Supervised Single-Channel Speech Separation via Sparse Decomposition Using Periodic Signal Models

Makoto NAKASHIZUKA  Hiroyuki OKUMURA  Youji IIGUNI  

Publication
IEICE TRANSACTIONS on Fundamentals of Electronics, Communications and Computer Sciences   Vol.E95-A   No.5   pp.853-866
Publication Date: 2012/05/01
Online ISSN: 1745-1337
DOI: 10.1587/transfun.E95.A.853
Print ISSN: 0916-8508
Type of Manuscript: PAPER
Category: Engineering Acoustics
Keyword: 
signal representation,  signal decomposition,  sparse representation,  harmonic analysis,  signal separation,  

Full Text: PDF(895.8KB)>>
Buy this Article




Summary: 
In this paper, we propose a method for supervised single-channel speech separation through sparse decomposition using periodic signal models.
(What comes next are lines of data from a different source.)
PR #209, opened 2018-09-16
changes for displaying the version of papermill

harsham4026:


harsham4026:
@MSeal I made couple of changes for --version but the test cases are giving some error. I am not understanding those errors. Please help me put to fix these errors.

papermill/cli.py
```diff
@@ -10,10 +10,18 @@
 
 from .execute import execute_notebook
 from .iorw import read_yaml_file
+from .api import Notebook as notebook
```
MSeal: So the intention is to print the papermill library version rather than the notebook version.

```from . import __version__ as papermill_version```

will get you the version of the library being used. What you have here will print `<property object at 0x7f54aa88baf8>` instead :)

File: papermill/cli.py [hunk 2]
```diff
@@ -50,6 +58,8 @@
     '--start_timeout', type=int, default=60, help="Time in seconds to wait for kernel to start."
 )
 @click.option('--report-mode/--not-report-mode', default=False, help="Flag for hiding input.")
+@click.option('--version', default=1.0, is_flag=True, callback=print_the_paermill_version,
```
MSeal: You don't want the default section here.

papermill/cli.py
```diff
@@ -10,10 +10,18 @@
 
 from .execute import execute_notebook
 from .iorw import read_yaml_file
+from .api import Notebook as notebook
 
 click.disable_unicode_literals_warning = True
 
 
+def print_the_paermill_version(ctx, param, value):
```
MSeal: `print_papermill_version`

papermill/cli.py
```diff
@@ -95,6 +106,7 @@ def papermill(
         log_output=log_output,
         start_timeout=start_timeout,
         report_mode=report_mode,
+        version=version,
```
MSeal: Don't want or need to pass this down.

papermill/execute.py
```diff
@@ -25,6 +25,7 @@ def execute_notebook(
     log_output=False,
     start_timeout=60,
     report_mode=False,
+    version=1.0,
```
MSeal: Skip, don't need past the CLI

papermill/tests/test_cli.py
```diff
@@ -357,6 +373,23 @@ def test_no_report_mode(self, execute_patch):
             progress_bar=True,
             start_timeout=60,
             report_mode=False,
+            version=1.0,
+        )
+
+    @patch(cli.__name__ + '.execute_notebook')
+    def test_version(self, execute_patch):
+        self.runner.invoke(papermill, self.default_args + ['--version'])
```
MSeal: drop `default_args`

papermill/tests/test_cli.py
```diff
@@ -357,6 +373,23 @@ def test_no_report_mode(self, execute_patch):
...
+        execute_patch.assert_called_with(
```
MSeal: If we do this right, `execute_notebook` should not be called with `--version`. Test here should say `execute_patch.assert_not_called()` when it's working.

papermill/cli.py
harsham4026: removed

papermill/execute.py
harsham4026: removed

papermill/cli.py
harsham4026: made the change

papermill/cli.py
harsham4026: done!

harsham4026:
@MSeal made all the changes and the test cases passed as well. Please consider this merging and let me know if any changes need to be made.

papermill/execute.py
```diff
@@ -37,6 +37,7 @@ def execute_notebook(
         log_output (bool): Flag for whether or not to write notebook output to stderr.
         start_timeout (int): Duration to wait for kernel start-up.
         report_mode (bool): Flag for whether or not to hide input.
+        version : Flag for knowing the version of the papermill running.
```
MSeal: Missed undoing this comment :)

papermill/cli.py
MSeal: I meant we should rename the function :)

harsham4026:
@MSeal undone the comments regarding the version.

papermill/cli.py
```diff
@@ -10,10 +10,18 @@
...
 from .iorw import read_yaml_file
+from . import __version__ as papermill_version
 
 click.disable_unicode_literals_warning = True
 
 
+def print_the_paermill_version(ctx, param, value):
+    if not value:
+        return
+    print(papermill_version)
```
MSeal: Let's make this slightly more verbose (like how pip --version works)

> $ pip --version
> pip 18.0 from /home/mseal/.py2local/local/lib/python2.7/site-packages/pip (python 2.7)

```
    print("{version} from {path} ({pyver})".format(
          version=papermill_version,
          path=__file__,
          pyver=platform.python_version()))
```
should do the trick

harsham4026: @MSeal Done!!

papermill/cli.py
harsham4026: @MSeal can you please suggest any name for changing the name of function?

harsham4026:
@MSeal I think almost all the changes have been made suggested by you :)

papermill/cli.py
harsham4026: @MSeal made the change and committed. Now it's looking cool.

MSeal:
Thanks for all the PR's. We appreciate the contributions and hopefully the coding feedback is helpful for you as well :)

harsham4026:
@MSeal yes definitely the feedback is helping me in improving my coding standards :)

PR #212, opened 2018-09-20
 Using logger instead of print statement

schrockn:
Currently execute_notebook is hard-coded to print its two messages
to stderr using print. This PR changes this to use the python
logging framework.

First PR so let me know if you want this at all or in a totally different way. Thanks!

P.S. This project is so cool. Thank you for open sourcing it.

### DIFF
--- a/papermill/execute.py
+++ b/papermill/execute.py
@@ -3,8 +3,8 @@
 from __future__ import unicode_literals, print_function
 
 import datetime
+import logging
 import os
-import sys
 import six
 import nbformat
 
@@ -13,6 +13,9 @@ from .exceptions import PapermillExecutionError
 from .preprocess import PapermillExecutePreprocessor
 from .iorw import load_notebook_node, write_ipynb, read_yaml_file, get_pretty_path
 from .translators import translate_parameters
+
+logging.basicConfig(level=logging.INFO, format="%(message)s")
+logger = logging.getLogger('papermill')
 
 
 def execute_notebook(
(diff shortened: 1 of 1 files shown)


MSeal:
Hi @schrockn ! Thanks for opening the PR (and for the project praise).

I do agree we should control logging here, but I think we can capture it a little better than we do today. Instead of setting a `printer` method I think we should pass a [logger object](https://docs.python.org/3/library/logging.html) which defaults to something like [this post](https://stackoverflow.com/questions/14058453/making-python-loggers-output-all-messages-to-stdout-in-addition-to-log) except with stderr as the output channel. This way we conform to a more known interface and allow users to alter the logging pattern with known conventions easier.

schrockn:
@MSeal do you want this to default to just the root logger? Or do you want a named logger with the `papermill` namespace?

```
import logging
logging.info('message')
```
or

The proposed separation method employs sparse decomposition, which decomposes a signal into a set of periodic signals under a sparsity penalty. In order to achieve separation through sparse decomposition, the decomposed periodic signals have to be assigned to the corresponding sources. For the assignment of the periodic signal, we introduce clustering using a K-means algorithm to group the decomposed periodic signals into as many clusters as the number of speakers. After the clustering, each cluster is assigned to its corresponding speaker using preliminarily learnt codebooks. Through separation experiments, we compare our method with MaxVQ, which performs separation on the frequency spectrum domain. The experimental results in terms of signal-to-distortion ratio show that the proposed sparse decomposition method is comparable to the frequency domain approach and has less computational costs for assignment of speech components.